Slice should work with parallel, and array of slices should work 
with parallel.


Re: sliced().array compatibility with parallel?

2016-01-09 Thread Ilya Yaroshenko via Digitalmars-d-learn

On Saturday, 9 January 2016 at 23:20:00 UTC, Jay Norwood wrote:
I'm playing around with win32, v2.069.2 dmd and 
"dip80-ndslice": "~>0.8.8".  If I convert the 2D slice with 
.array(), should that first dimension then be compatible with 
parallel foreach?


[...]


Oh... there is no bug.
means must be shared =) :

shared double[1000] means;



Re: sliced().array compatibility with parallel?

2016-01-09 Thread Jay Norwood via Digitalmars-d-learn

On Sunday, 10 January 2016 at 01:54:18 UTC, Jay Norwood wrote:

ok, thanks.  That works.
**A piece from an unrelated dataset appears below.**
PR #480, opened 2021-03-11
Fix exception log handler, *out* is Writer, not PrintWriter

Deraen:
`*out*` is usually OutputStreamWriter (set by clojure.lang.RT)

I'll go back to trying ndslice now.


The parallel time for this case is about a 2x speed-up on my 
corei5 laptop, debug build in windows32, dmd.
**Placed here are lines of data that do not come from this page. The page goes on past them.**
PR #487, opened 2021-04-22
Fix Ring example

audriu:
Maybe it is not perfect solution but at least it works. It was somewhat weird that the front page of the lib contains non working examples.

### DIFF
--- a/README.md
+++ b/README.md
@@ -106,6 +106,7 @@ A Ring routing app with input & output coercion using [data-specs](https://githu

D:\ec_mars_ddt\workspace\nd8>nd8.exe
parallel time msec:2495
non_parallel msec:5093

===
import std.array : array;
import std.algorithm;
import std.datetime;
import std.conv : to;
import std.stdio;
import std.experimental.ndslice;

shared double[1000] means;
double[] data;

void f1() {
import std.parallelism;
auto sl = data.sliced(1000,100_000);
foreach(i,vec; parallel(sl)){
means[i] = vec.sum / 100_000;
}
}

void f2() {
auto sl = data.sliced(1000,100_000);
foreach(i,vec; sl.array){
means[i] = vec.sum / 100_000;
}
}

void main() {
data = new double[100_000_000];
for(int i=0;i<100_000_000;i++){ data[i] = i/100_000_000.0;}
StopWatch sw1, sw2;
sw1.start();
f1() ;
auto r1 = sw1.peek().msecs;
sw2.start();
f2();
auto r2 = sw2.peek().msecs;

writeln("parallel time msec:",r1);
writeln("non_parallel msec:", r2);
}




Re: sliced().array compatibility with parallel?

2016-01-09 Thread Ilya via Digitalmars-d-learn

On Sunday, 10 January 2016 at 02:43:05 UTC, Jay Norwood wrote:

On Sunday, 10 January 2016 at 01:54:18 UTC, Jay Norwood wrote:

[...]


The parallel time for this case is about a 2x speed-up on my 
corei5 laptop, debug build in windows32, dmd.


[...]


I will add significantly faster pairwise summation based on SIMD 
instructions into the future std.las. --Ilya


Re: sliced().array compatibility with parallel?

2016-01-09 Thread Jay Norwood via Digitalmars-d-learn

On Sunday, 10 January 2016 at 01:16:43 UTC, Ilya Yaroshenko wrote:

On Saturday, 9 January 2016 at 23:20:00 UTC, Jay Norwood wrote:
I'm playing around with win32, v2.069.2 dmd and 
"dip80-ndslice": "~>0.8.8".  If I convert the 2D slice with 
.array(), should that first dimension then be compatible with 
parallel foreach?


[...]


Oh... there is no bug.
means must be shared =) :

shared double[1000] means;



ok, thanks.  That works. I'll go back to trying ndslice now.